#NETLOGO RANDOM FLOAT SOFTWARE#
The framework used for this package is similar to NetLogo, but the implementation of SE-ABMs do not call or interact with the NetLogo software or any NetLogo code. This package provides new R classes, which are extensions of core R classes, and functions to build and run SE-ABMs in R using only the R language.
#NETLOGO RANDOM FLOAT CODE#
Both the R extension of the NetLogo software and the RNetLogo and nlrx R packages require the user to code his/her model in the NetLogo software using the NetLogo language and the model always runs inside NetLogo. Then, the model is launched and controlled by an R script but it still runs in NetLogo. Using these packages, the agent-based model needs to be previously coded in the NetLogo software using the NetLogo language. 2012, Thiele 2014) or nlrx (Salecker and Sciaini 2019) that act as an interface to run NetLogo. The second way is with the R packages RNetLogo (Thiele et al. The model is coded in the NetLogo software using the NetLogo language and a few R functions. This extension is used inside a NetLogo model and allows calling and using R functions inside the NetLogo code. The first one is an R extension for the NetLogo software (Thiele and Grimm 2010). There are already two ways to couple NetLogo and R to benefit from both software assets for agent-based modeling. Users can benefit from the power and versatility of this medium level language which includes many powerful, user-generated packages to build their SE-ABMs. Using the R language, already familiar to many ecologists, to implement SE-ABMs instead of using another software has advantages. R has a huge open-source user and developer community that continuously builds on and improves the software with core enhancements and new extension packages, therefore increasing the software's potential and facilitating its use.

R (R Core Team) is one of the globally leading open source data and statistical languages (SQL and Python being the other two) and it is widely used in many disciplines, including ecology, to explore and analyze data. NetLogo has many other advantages such as a built-in visual interface, several extensions to broaden the language, and it executes quickly.
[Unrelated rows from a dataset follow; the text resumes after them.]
PR #1478, opened 2018-09-27
[RFC] Chinese and memory leak fixes

TheCycoONE:
Adds line breaking after Chinese punctuation characters, and fixes a couple memory leaks relating to freetype rendering.


TheCycoONE:
@Icenowy could you confirm that this displays the text correctly. It looks right to me, but since I can't read it I want to make sure I'm not corrupting characters or something.

CorsixTH/Src/th_gfx_font.cpp
```diff
@@ -702,7 +710,7 @@ text_layout freetype_font::draw_text_wrapped(render_target* pCanvas, const char*
             // Calculate the line height and baseline position.
             FT_Pos iLineHeight = 0;
             FT_Pos iBaselinePos = 0;
-            for(const char* s = itr->first; s != itr->second; )
+            for(const char* s = itr->first; s < itr->second; )
```
TheCycoONE: These changes aren't actually necessary - but I feel more comfortable with them. I got a buffer overflow when I messed up the number of skipped bytes above originally.

CorsixTH/Src/th_gfx_font.cpp
```diff
@@ -653,8 +653,16 @@ text_layout freetype_font::draw_text_wrapped(render_target* pCanvas, const char*
...
-            if(iCode == ' ')
+            if (iCode == ' ') {
                 sLineBreakPosition = sOldMessage;
+            } else if (iCode == 0x3002 ||
+                    iCode == 0xff0c ||
+                    iCode == 0xff0d ||
+                    iCode == 0xff1b ||
+                    iCode == 0xff1f) {
+
+                sLineBreakPosition = sOldMessage + 3; // break after this codepoint (3 bytes in utf-8)
```
Alberth289346: I assume the `' '` matched at 656 gets removed (by the looks of it at 633?), so would that mean the character after the line break match you set here also gets removed?

TheCycoONE:
Oh, I also added ideographic space (0x3000) to the list of characters, since it seemed like it fit in.

Issue #1480, opened 2018-10-06
Auto-autospy should be 'rediscoverable'


mugmuggy:
#### Describe the issue
Patients sent to the research room currently only allow discovery of the auto autospy once when its entirely possible to have it discovered mutliple times in the original game - just its probably unlikely as research may complete unless the research values are set low (ie 0) or something leads to a treatment room being completely removed and a patient being diagnosed with that disease

The chance of discovery is also less initially in CorsixTH, 10%, growing in steps of 10% until it is discovered once. The original either has a 1/3rd (average staff happiness >= 0.25), or 2/3rds chance (< 0.25) of discovery every use.

#### Steps to Reproduce
1. Observed on L2 sleepy hollow in Origin with research, gp and general diagnosis built and sending all patients to research.

#### System Information
**CorsixTH Version:** 0.62

mugmuggy:
Merged

PR #1483, opened 2018-10-11
[RDY] Autospy can be discovered multiple times - morale related chances

mugmuggy:
For Issue #1480


TheCycoONE:
Reads ok to me now 👍 
RDY?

This makes the software relatively easy to learn and use, as many actions are already pre-coded into these primitives. NetLogo has a well-defined structure to represent model agents and a high-level language composed of less than 500 words (called ‘primitives’) to be used to code a model. NetLogo (Wilensky 1999), in particular, offers great potential in SE-ABMs implementation, both for research and as a teaching tool (Tisue and Wilensky 2004). Several modeling environments already exist to build agent-based models such as NetLogo (Wilensky 1999), SELES (Fall and Fall 2001), NOVA (), GAMA (), Capsis (), Repast (Collier and North 2013, North et al. 2012), and models of vegetation dynamics (Wallentin et al. 2012), analyses of movement and habitat selection patterns for animals (McIntire et al. SE-ABMs have been widely used by ecologists to study populations and communities with, for example, research on human–wildlife interactions (Chion et al. These models can include as many agent-level mechanisms as wanted and they are especially useful when population-level patterns are difficult to understand (DeAngelis and Grimm 2014). When they are ‘spatially-explicit’, there is an effect of the landscape and the fate of the entities is therefore constrained by their environment (McIntire et al. Population-level patterns emerge from the agent-level mechanism simulations (Railsback and Grimm 2012). These entities have state-dependent behaviors and they can interact with each other and/or their environment. Agent-based models are bottom–up models that simulate the fate of unique, autonomous entities. Many scientific disciplines have shown great interests in spatially explicit agent-based models (SE-ABMs) (DeAngelis and Grimm 2014).